A new case of Brucellosis has been found in a northwestern Wyoming beef cattle herd nearly a month after another herd was discovered with the disease.
The Wyoming State Veterinary Laboratory and the National Veterinary Services Laboratory notified Wyoming state veterinarian, Dr. Jim Logan, of a new case of brucellosis. A press release from the Wyoming Livestock Board on Nov. 13 revealed that both labs serologic testing showed reactor levels in five cattle from one herd.
The cattle herd is located in Teton County, which is part of the Wyoming Brucellosis Designated Surveillance Area (DSA), a region that surrounds Yellowstone National Park in the northwest region of the state.
Additional testing, including bacterial cultures, will be conducted to confirm serology results.
The owner of the infected cattle is getting assistance from Logan, and assistant state field veterinarian, Dr. Thach Winslow, to determine risk levels and conduct an epidemiologic investigation.
The infected herd is currently under quarantine as the investigation proceeds. No sexually-intact cattle can be moved until the herd has been cleared by a complete risk assessment and appropriate Brucellosis testing is conducted.
There appear to be no additional herds epidemiologically impacted by this most recent Brucellosis infection, Logan says.
In early October another case of Brucellosis was confirmed in Park County when three cattle tested positive for the disease.

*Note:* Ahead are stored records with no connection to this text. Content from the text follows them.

PR #306, opened 2026-05-25
fix(aws): strip "Message" suffix when deriving operation name

zeyuri:
AWS query-protocol services in the RDS family (RDS, ElastiCache, Redshift, Neptune, DocDB, …) name their input shapes `XxxMessage` (e.g. `DescribeDBInstancesMessage`, `CreateDBInstanceMessage`) rather than `XxxRequest`. The operation-name derivation only stripped a `Request`/`Input` suffix, so the aws-query serializer emitted `Action=DescribeDBInstancesMessage` and AWS rejected the call:

```
Could not find operation DescribeDBInstancesMessage for version 2014-10-31
```

This broke **every** RDS-family operation (describe and create) through the SDK. EC2 is unaffected because its inputs end in `…Request`.

### Fix

Strip `Message` in addition to `Request`/`Input` at the four sites that derive the op name from the input shape identifier:

```diff
-identifier.replace(/(?:Request|Input)$/, "")
+identifier.replace(/(?:Request|Input|Message)$/, "")
```

- `packages/aws/src/protocols/aws-query.ts` — `Action=` for RDS-family query services (the real fix)
- `packages/aws/src/protocols/ec2-query.ts` — `Action=` for EC2 query
- `packages/aws/src/protocols/aws-json.ts` — `X-Amz-Target` op name (JSON 1.0/1.1)
- `packages/aws/src/client/api.ts` — op name used for error context

Added a regression test asserting RDS `DescribeDBInstancesMessage` serializes to `Action=DescribeDBInstances` / `Version=2014-10-31`. It fails on the old regex and passes with the fix.

### Note for maintainers

This regex is a heuristic. A more robust approach would carry the operation's real shape-id / name from codegen instead of re-deriving it from the input identifier — happy to do that instead if you'd prefer. No AWS op's name itself ends in `Message` while its input is `<name>Message`, so stripping `Message` is safe against the smithy models.

### DIFF
--- a/packages/aws/src/protocols/aws-query.ts
+++ b/packages/aws/src/protocols/aws-query.ts
@@ -58,9 +58,13 @@ export const awsQueryProtocol: Protocol = (
   // Pre-compute encoder (done once at init)
   const encodeInput = S.encodeEffect(inputSchema);
 
-  // Pre-compute operation name and version from annotations
+  // Pre-compute operation name and version from annotations.
+  // RDS-family query services (RDS, ElastiCache, Redshift, Neptune, DocDB, …)
+  // name their input shapes "XxxMessage" (e.g. DescribeDBInstancesMessage), so
+  // we must strip "Message" in addition to "Request"/"Input" to recover the
+  // Action name.
   const identifier = getIdentifier(inputAst) ?? "";
-  const action = identifier.replace(/(?:Request|Input)$/, "");
+  const action = identifier.replace(/(?:Request|Input|Message)$/, "");
   const version = getServiceVersion(inputAst) ?? "";
 
   return {
--- a/packages/aws/src/client/api.ts
+++ b/packages/aws/src/client/api.ts
@@ -52,7 +52,7 @@ export const make = <Op extends Operation<any, any, any>>(
     // Extract metadata for error recording (DISTILLED_AWS_DEBUG) and error context
     const serviceSdkId = getAwsApiService(inputAst)?.sdkId;
     const operationName = getIdentifier(inputAst)?.replace(
-      /(?:Request|Input)$/,
+      /(?:Request|Input|Message)$/,
       "",
     );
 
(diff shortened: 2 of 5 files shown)


packages/aws/src/protocols/aws-query.ts
```diff
@@ -58,9 +58,13 @@ export const awsQueryProtocol: Protocol = (
...
 
-  // Pre-compute operation name and version from annotations
+  // Pre-compute operation name and version from annotations.
+  // RDS-family query services (RDS, ElastiCache, Redshift, Neptune, DocDB, …)
+  // name their input shapes "XxxMessage" (e.g. DescribeDBInstancesMessage), so
+  // we must strip "Message" in addition to "Request"/"Input" to recover the
+  // Action name.
   const identifier = getIdentifier(inputAst) ?? "";
-  const action = identifier.replace(/(?:Request|Input)$/, "");
+  const action = identifier.replace(/(?:Request|Input|Message)$/, "");
```
sam-goodwin, line 67: Is this something that should be fixed globally like this or applied by the code generator? Is it safe to always apply this rule?

zeyuri: Good question. I checked all the services — stripping `Message` is safe (no op's real name ends in `Message` while its input is `<name>Message`; SQS `SendMessage` etc. use `SendMessageRequest`, and it fixes ~597 RDS-family ops with no regressions.

But you're right that the regex is the wrong layer. Input shape names don't reliably map to op names — `auto-scaling` uses `...Type/...Query`, `rolesanywhere` shares one `ScalarCrlRequest` across four ops, so ~127 ops already derive a wrong Action regardless of this change. The generator already knows the real name (it's how the `describeDBInstances` export gets named), so the proper fix is threading that through codegen and dropping the regex.

So — want this as a small hotfix for the RDS family now, or should I turn it into the bigger PR that carries the op name from the generator and kills the heuristic?

Mkassabov: I think I'm okay with these being the fix as is

PR #312, opened 2026-05-29
feat(cloudflare): update cloudflare spec

Mkassabov:


packages/cloudflare/src/services/secrets-store.ts
```diff
@@ -650,6 +733,7 @@ export const PatchStoreSecretRequest =
     accountId: Schema.String.pipe(T.HttpPath("account_id")),
     comment: Schema.optional(Schema.String),
     scopes: Schema.optional(Schema.Array(Schema.String)),
+    value: Schema.optional(Schema.String),
```
sam-goodwin, line 736: nice

PR #314, opened 2026-06-01
fix(cloudflare): treat string enums as open in generated schemas

sam-goodwin:
Cloudflare's string enums are open and evolve server-side, but the generator emitted them as closed `Schema.Literals([...])` (and closed TS unions). When the API returns a value the SDK's union doesn't list yet, decoding fails for the entire response.

This surfaced on `GET /user/tokens/permission_groups`, which now returns scopes like `com.cloudflare.edge.worker.script` and `com.cloudflare.api.account.websearch` that aren't in the SDK union — the whole response failed to decode.

Treat string-literal unions as open, matching the upstream SDK's own `"a" | "b" | (string & {})` convention.

```diff
- scopes: Schema.Array(Schema.Literals([...]))
+ scopes: Schema.Array(Schema.Union([Schema.Literals([...]), Schema.String]))
```

```diff
- type?: "user" | "admin" | "Cloudflare" | null;
+ type?: "user" | "admin" | "Cloudflare" | (string & {}) | null;
```

### Scope

- `scripts/generate.ts`: `typeInfoToSchema` widens all-string-literal unions to `Schema.Union([Schema.Literals([...]), Schema.String])`; `typeInfoToTsType` appends `(string & {})`.
- Boolean-literal unions stay strict; discriminated object unions and single-literal discriminants are unaffected (matching still works).
- `src/services/*.ts` regenerated from the change.


packages/cloudflare/scripts/generate.ts
```diff
@@ -1086,14 +1086,26 @@ function typeInfoToSchema(
...
+        const literals = `Schema.Literals([${[...literalSet].join(", ")}])`;
+        // Cloudflare's string enums are OPEN: the API regularly returns values
+        // the SDK's union doesn't yet list (e.g. new permission-group scopes
+        // like `com.cloudflare.edge.worker.script`). A bare `Schema.Literals`
+        // rejects those and fails to decode the whole response. Union with
+        // `Schema.String` so decoding/encoding stays forward-compatible —
+        // mirroring the SDK's own `"a" | "b" | (string & {})` convention (see
+        // `typeInfoToTsType`). Boolean-literal unions stay strict.
+        return allStringLiterals
+          ? `Schema.Union([${literals}, Schema.String])`
```
Mkassabov, line 1107: Does this actually result in `(string & {})`?

Mkassabov: Nvm, I'm tired

Mkassabov (approved):

PR #320, opened 2026-06-04
feat: add codex harness

Vicentesan:


Mkassabov:
I worry this task is actually quite a bit more involved than this; When I first set up the new pipelines (prior to the latest openai models) all of the models I tested were quite bad, and they also required very very different prompts to get the most out of them.

Have you tried creating a new SDK with this codex change, did it perform well? If it didn't we will probably need to have different prompts for claude/openai models.

Vicentesan:
> I worry this task is actually quite a bit more involved than this; When I first set up the new pipelines (prior to the latest openai models) all of the models I tested were quite bad, and they also required very very different prompts to get the most out of them.
> 
> Have you tried creating a new SDK with this codex change, did it perform well? If it didn't we will probably need to have different prompts for claude/openai models.

i will try creating an unkey resource within this harness and let you know how it goes!

Mkassabov:
this is no longer relevant in distilled v1 as we no longer rely on AI pipelines as much; the majority of the feedback loop is either agnostic or driven by creation of alchemy resources

PR #322, opened 2026-06-05
fix: remove duplicate pure annotation for rolldown 1.1.0 compat

john-royal:
I tried updating Alchemy to use Rolldown 1.1.0, which caused bundling to always fail with this error:

```
../../node_modules/.bun/@distilled.cloud+aws@0.23.1+1ccbc7ebc433c9b1/node_modules/@distilled.cloud/aws/lib/services/ec2.js (21467:14) [INVALID_ANNOTATION] A comment "/*#__PURE__*/" in "../../node_modules/.bun/@distilled.cloud+aws@0.23.1+1ccbc7ebc433c9b1/node_modules/@distilled.cloud/aws/lib/services/ec2.js" contains an annotation that Rolldown cannot interpret due to the position of the comment.
       ╭─[ ../../node_modules/.bun/@distilled.cloud+aws@0.23.1+1ccbc7ebc433c9b1/node_modules/@distilled.cloud/aws/lib/services/ec2.js:21467:15 ]
       │
 21467 │ /*@__PURE__*/ /*#__PURE__*/ S.String;
       │               ──────┬──────  
       │                     ╰──────── comment ignored due to position
       │ 
       │ Help: For more information on how to use pure annotations correctly, check the documentation: https://rolldown.rs/in-depth/dead-code-elimination#pure
```

Looks like the duplicate pure annotations don't play nicely with Rolldown. I wouldn't be surprised if this was affecting our tree-shaking performance before, but this should patch it.

I did a global find-and-replace of the duplicate pure annotations, so wouldn't be surprised if I messed something up.


Mkassabov:
fixed by #390

PR #323, opened 2026-06-06
feat: add unkey support

Vicentesan:


packages/unkey/scripts/generate.ts
```diff
@@ -0,0 +1,55 @@
...
+    const candidate = operation as { operationId?: unknown };
+    if (typeof candidate.operationId === "string") {
+      candidate.operationId = candidate.operationId.replace(/\./g, "_");
+    }
+  }
+}
+
+fs.writeFileSync(specPath, `${JSON.stringify(spec)}\n`);
+
+generateFromOpenAPI({
```
Mkassabov, line 34: Looks like we're only using API so we should remove the other submodule

packages/unkey/scripts/nuke.ts
```diff
@@ -0,0 +1,618 @@
+#!/usr/bin/env bun
+/**
+ * Unkey Nuke Script
```
Mkassabov, line 3: This nuke script doesn't look too much like other ones; though tbf we don't have too many of these, the ones we have aren't good either.

But still we probably need a stricter hueristic for what this looks like

Mkassabov (commented):
I mean this is fine? It looks like it didn't finish or it ignored instructions.

The only part it did right is arguably the easiest possible part which is mostly just calling out openapi generate script.

The nuke script is questionable but so are Claude's so this is fine.

It doesn't have tests or patches which are arguably the most important parts and the most ai heavy.

Mkassabov:
unkey added in https://github.com/alchemy-run/distilled/pull/529

PR #331, opened 2026-06-10
fix(cloudflare): correct browser-rendering getCrawl response schema

k3dom:
## Disclaimer

This PR was fully generated using Claude Code. I however have been running these exact schema fixes as a `pnpm patch` against `@distilled.cloud/cloudflare` as crawls and can confirm they match the live API behavior.

## Problem

The upstream `cloudflare-typescript` SDK types for `browser-rendering`'s `getCrawl` operation don't match what the API actually returns, so decoding real responses fails:

1. **`records[].metadata` is typed as required**, but Cloudflare omits it for records that have not completed yet (`queued`/`skipped`/`cancelled`/...). Polling an in-progress crawl job therefore fails to decode with a `ParseError` until every record has finished.
2. **`cursor` is typed as `string`**, but the API returns a **number** (the next record index for pagination). It is absent on the last page.

Example of a real response that the current schema rejects:

```json
{
  "result": {
    "id": "...",
    "browserSecondsUsed": 12,
    "finished": 3,
    "records": [
      { "status": "queued", "url": "https://example.com/page" }
    ],
    "skipped": 0,
    "status": "running",
    "total": 10,
    "cursor": 50
  }
}
```

## Fix

Adds `patches/browser-rendering/getCrawl.json` using the existing patch mechanism:

```json
{
  "response": {
    "properties": {
      "records[].metadata": { "optional": true },
      "cursor": { "type": "number", "nullable": true }
    }
  }
}
```

and regenerates the service (`bun run generate`). Only the `getCrawl` schema changes; the emitted `specs/cloudflare/browser-rendering.openapi.yml` is updated to match. Unrelated drift the generator produced in other emitted specs (containers/r2/secrets-store/workers info titles) was intentionally left out of this PR.

`bun run check` (tsgo + oxlint + oxfmt) passes.

## Non-issues

Two other discrepancies between the live API and the SDK types were verified to *not* need patching:

- **Extra `metadata` keys** (`og:*`, `lastModified`, ...) — the API returns more metadata fields than the SDK declares, but effect Schema's default decode ignores unknown keys, so they pass through without error.
- **Undocumented job statuses** (`running`, `cancelled_by_user`) — the top-level job `status` is a plain `Schema.String` (not a literal union), so these decode fine as-is.

### DIFF
--- a/packages/cloudflare/patches/browser-rendering/getCrawl.json
+++ b/packages/cloudflare/patches/browser-rendering/getCrawl.json
@@ -1,0 +1,8 @@
+{
+  "response": {
+    "properties": {
+      "records[].metadata": { "optional": true },
+      "cursor": { "type": "number", "nullable": true }
+    }
+  }
+}
--- a/packages/cloudflare/specs/cloudflare/browser-rendering.openapi.yml
+++ b/packages/cloudflare/specs/cloudflare/browser-rendering.openapi.yml
@@ -410,7 +410,6 @@ paths:
                           type: string
                           description: Markdown of the content of the crawled URL.
                       required:
-                        - metadata
                         - status
                         - url
                     description: List of crawl job records.
@@ -427,7 +426,9 @@ paths:
                     type: number
                     description: Total current number of URLs in the crawl job.
                   cursor:
-                    type: string
+                    oneOf:
+                      - type: number
+                    nullable: true
                     description: Cursor for pagination.
                 required:
                   - id
--- a/packages/cloudflare/src/services/browser-rendering.ts
+++ b/packages/cloudflare/src/services/browser-rendering.ts
@@ -412,7 +412,7 @@ export interface GetCrawlResponse {
   finished: number;
   /** List of crawl job records. */
   records: {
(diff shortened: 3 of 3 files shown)


Mkassabov:
Thank you for this — and especially for running it as a `pnpm patch` first. That turned it from a docs disagreement into confirmed wire behaviour, which is why it went in without needing to reproduce a live crawl.

Closing in favour of #410, which applies the same two fixes against the current generator. Not because anything was wrong with yours: #390 rewrote the SDKs onto a single Smithy pipeline after you opened this, so the paths here no longer exist (`patches/browser-rendering/` is `patches/browser_rendering/` now, and the OpenAPI file moved), and patches are RFC-6902 against the Smithy model rather than the `{"response": {"properties": …}}` form. The diagnosis is all yours; only the plumbing changed.

One update: the request-side `cursor` had already been corrected to a number by the rewrite, so #410 only needed the response half. Your report of `records[].metadata` was still live on `main` exactly as you described — records in `queued`/`skipped`/`cancelled` have no `metadata`, so polling a running crawl fails to decode until it finishes.

-- claude

PR #335, opened 2026-06-11
fix(core): flatten plain objects in the GET leftover-field query fallback

sam-goodwin:
Follow-up to #334 — same latent `[object Object]` bug, but in the other query-serialization path: the GET fallback in `client.ts` that appends *non-annotated* leftover fields to the query string used `String(value)` for everything.

```ts
// before: ?filter=%5Bobject%20Object%5D
// after:  ?filter.exact=a&filter.contains=b
```

- Extracts the fallback into `buildExtraQueryParams` in `traits.ts` (unit-testable) and reuses the deepObject flattening from #334.
- Only plain objects change behavior. Scalars, top-level arrays (legacy `,`-join on this path — deliberately preserved, unlike annotated params which send repeated pairs), and non-plain objects (`Date`, class instances) serialize exactly as before.

No generated schema currently sends objects through this path, so this is hardening rather than a live-bug fix — but it closes the gap before some future generated operation trips over it silently.

### DIFF
--- a/packages/core/src/client.ts
+++ b/packages/core/src/client.ts
@@ -645,15 +645,12 @@ export const makeAPI = <Creds>(config: ClientConfig<Creds>) => {
               request = yield* HttpClientRequest.bodyJson(parts.body)(request);
             }
           } else if (method === "GET" && parts.body !== undefined) {
-            // For GET requests, remaining non-annotated fields go as query params
-            const extraQuery: Record<string, string> = {};
-            for (const [key, value] of Object.entries(
+            // For GET requests, remaining non-annotated fields go as query
+            // params. Plain objects flatten to deepObject dot-notation
+            // (`filter.exact=v`) instead of `[object Object]`.
+            const extraQuery = Traits.buildExtraQueryParams(
               parts.body as Record<string, unknown>,
-            )) {
-              if (value !== undefined) {
-                extraQuery[key] = String(value);
-              }
-            }
+            );
             if (Object.keys(extraQuery).length > 0) {
               request = HttpClientRequest.setUrlParams(request, extraQuery);
             }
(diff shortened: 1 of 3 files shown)


Mkassabov:
Closing — the file this patches is gone, and the half that mattered already landed.

#390 rewrote the SDKs onto a single Smithy pipeline after this was opened, so `core/src/client.ts` and `core/src/traits.ts` no longer exist, and the GET fallback that appended non-annotated leftover fields with `String(value)` has no counterpart.

The deepObject flattening from #334 that this reuses **is** in v1 — `appendQuery` in `core/src/protocol-http.ts` recurses plain objects into dotted params, and its comment cites the same Cloudflare DNS `listRecords` case. So annotated query members carrying nested objects serialize correctly.

One difference worth recording, since it's the same class of problem pointing the other way. v1 has no leftover-to-query fallback at all: `buildRequest` only attaches a body when the method isn't GET/HEAD, so an unbound member on a GET isn't sent as `[object Object]` — it's dropped silently.

I scanned all **13,117** emitted GET/HEAD request schemas across every package. **Two** have members with no HTTP binding:

- `mongodb-atlas` `SearchOrgInvoiceLineItemsRequest` — `filters`, `sortField`, `sortOrder`. Atlas goes through core's `buildRequest`, so these are dropped today; on a `:search` endpoint that means `filters` is quietly ignored.
- `aws` `efs` `DescribeAccountPreferencesRequest` — `NextToken`, `MaxResults`. AWS uses its own request builder, so this needs its own check.

Those look like missing bindings in the model rather than a case for reviving a catch-all fallback — a fallback would paper over generator bugs instead of surfacing them. Tracking separately.

Thanks @sam-goodwin — the diagnosis held up, it just arrived on the other side of the rewrite.

-- claude

PR #338, opened 2026-06-11
feat(hostinger): add @distilled.cloud/hostinger SDK

ebauger:
Adds `@distilled.cloud/hostinger` — Effect-native SDK for the [Hostinger API](https://developers.hostinger.com) (VPS, DNS, domains, hosting, billing, reach), generated with `create-sdk-full` from the official OpenAPI spec ([hostinger/api](https://github.com/hostinger/api), `openapi.json` at the repo root, added as a direct submodule).

```typescript
import { VPSGetDataCenterListV1 } from "@distilled.cloud/hostinger/Operations";

const dataCenters = yield* VPSGetDataCenterListV1({});
```

- 128 operations; Bearer auth via `HOSTINGER_API_TOKEN` (`{ apiKey: Redacted, apiBaseUrl }` credentials, neon-style)
- `HostingerValidationError` carries the per-field details Hostinger attaches to 422s
- CI wiring for `test.yml`/`nuke.yml`

### Spec patches (live-verified)

Two patches back deviations observed against the real API:

- `002-action-state-open-enum`: the published enum for action `state` is `success|error|delayed|sent|created`, but the live API also returns `started` (observed on `ct_set_hostname` and `ct_recreate` actions) — decoding failed mid-poll, so the patch opens the enum to a plain string.
- `001-add-subscription-cancel`: adds `DELETE /api/billing/v1/subscriptions/{subscriptionId}`, the endpoint Hostinger's own [Terraform provider](https://github.com/hostinger/terraform-provider-hostinger) uses to deprovision a VPS. ⚠️ It is absent from the published spec AND currently returns 404 route-not-found on the public API (probed live 2026-06-11 — the official provider's destroy is equally broken). Kept with that caveat in the patch description since it is the only known VPS deletion path if Hostinger restores it; happy to drop it from this PR if you'd rather not ship a currently-dead operation.

Verified live beyond unit shape-checks: auth + reads, and the full VPS lifecycle driven through an out-of-tree Alchemy provider built on this SDK (purchase → provisioning wait → hostname update via the actions API → docker compose projects → snapshots → auto-renewal disable).


Mkassabov:
Superseded by #511, which carries this work on an origin branch so it can be merged as part of the SDK stack (GitHub stacks cannot include fork PRs). Thanks @ebauger — credited there.

PR #341, opened 2026-06-12
feat(core,azure): poll Azure ARM long-running operations

Joehoel:
Adds Azure ARM long-running-operation (LRO) polling so async mutating operations resolve to the provisioned resource instead of the intermediate `202` ack.

ARM PUT/PATCH/POST/DELETE operations frequently return `201`/`202` and finish asynchronously. Before this change the SDK decoded that ack body and returned it — so e.g. `StorageAccountsCreate` handed back an un-provisioned resource. Now the operation polls to completion transparently.

```diff
- const account = yield* StorageAccountsCreate({ ... }) // resolved the 202 ack
+ const account = yield* StorageAccountsCreate({ ... }) // polls, resolves the provisioned resource
```

### How it works

Two layers, keeping `core` protocol-agnostic and the ARM specifics in `azure`:

- **core** gains an opaque `longRunning` marker on the `Http` trait and an optional `pollLongRunning` client hook. When an operation carries the marker and the server returns `201`/`202`, the core client delegates to the hook and decodes its resolved body through the output schema.
- **azure** implements the hook as an Effect-native ARM poller (`packages/azure/src/lro.ts`): `Effect.repeat` + `Schedule` honoring each response's `Retry-After`, a `Data.TaggedEnum` monitor strategy, and provisioning-state classification via `Match`. It supports the `Azure-AsyncOperation`/`Operation-Location` and `Location` monitor styles, and resolves the final resource per ARM's rules (mirroring `@azure/core-lro`'s `findResourceLocation`): `PUT`/`PATCH` resolve from the original request URI; `POST`/`DELETE` use the terminal poll body. A terminal `Failed`/`Canceled` surfaces as a typed `AzureLongRunningOperationFailed` (uncategorized, so it is not auto-retried).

The cases in Teton and Park County do not have any epidemiologic links.
Brucellosis is a bacterial disease that can cause cattle, elk and bison to abort their pregnancies, typically late term.
Since 1988, all of Wyoming’s Brucellosis cases have been determined to have been caused by transmission from infected wildlife to cattle or domestic bison. The last cases in Wyoming were found in late 2015 and the last affected herd was released in June of 2017.
A large portion of Yellowstone National Park is located in Park County where there are large populations of wild bison and elk.